One of the most familiar fruits to children and adults alike is the banana. It's no wonder it winds up on most people's grocery list trip after trip; with a peel that can come off in a matter of seconds, it serves as a convenient and quick snack option for those at home or on the go.
Bananas are picked before they are ripe, which means they'll be Kermit the Frog green. Depending upon when you plan to use them, select slightly green bananas at the store, as they will continue to ripen at room temperature at home. As they ripen, the peel turns yellow and develops brown speckles producing a sweeter taste. While the amount of total carbohydrates in an unripe and ripe banana are the same, an unripe banana contains more resistant starch, which is absorbed slowly and promotes fullness. Once fully ripe, you may store bananas in their peel in the refrigerator for 5-7 days to extend shelf life or freeze 2-3 months. The peel will turn black, but the fruit will not be harmed. Use very ripe bananas in quick breads, muffins, cookies, pancakes, smoothies or oatmeal. Bananas can even reduce or replace the fat and added sugars in many baked goods!

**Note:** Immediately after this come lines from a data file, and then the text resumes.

PR #414, opened 2024-07-02
Fix issue 370

### LINKED ISSUE #370: Failing to parse QEMU memory dump note .shstrtab
Hi,
if you generate an ELF core file containing the memory dump of VM in QEMU (```qemu-system-x86_64``` than in console ```dump-guest-memory FILENAME```) and you parse it with a simple Rust program as
```
use goblin::Object;
use std::io::Read;
use std::fs::File;

fn main() {

    let mut file = File::open("/tmp/elf").map_err(|_| "open file error").expect("Error");

    let mut head = vec![0; 1024*1024*2];
    file.read(&mut head).ok();
    println!("{:?}\n", Object::parse(&head));
}
```

you get ```Err(Malformed("Section 1 size (151127112) + offset (11) is out of bounds. Overflowed: false"))``` but the ELF core is correctly formatted. I suppose the error is a offset-by-one error.

h33p:
Closes #370

The issue gets triggered, because qemu/virsh generated elf dump contains strtab at the end of the dump file. Meanwhile, dumps are large, and thus, it is infeasible to provide the entire dump file to the parser. This PR relaxes the requirements of the parser and returns default strtab, if the initial size check fails.

### DIFF
--- a/src/elf/mod.rs
+++ b/src/elf/mod.rs
@@ -70,6 +70,7 @@ if_sylvan! {
     use crate::container::{Container, Ctx};
     use alloc::vec::Vec;
     use core::cmp;
+    use log::warn;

Bananas are packed with nutrients, including 20% of the daily value for vitamin B6, 17% of the daily value for vitamin C, and 12% of the daily value for potassium. One medium banana also provides three grams of dietary fiber, considered a high fiber source. For those who have diabetes or use the carbohydrate counting method, one medium banana has 27 grams of carbohydrate, which is two carbohydrate servings. Keep bananas on the grocery list; their versatility and nutrient density make them an outstanding choice!
Flourless Chocolate Banana Cookies (Printable PDF)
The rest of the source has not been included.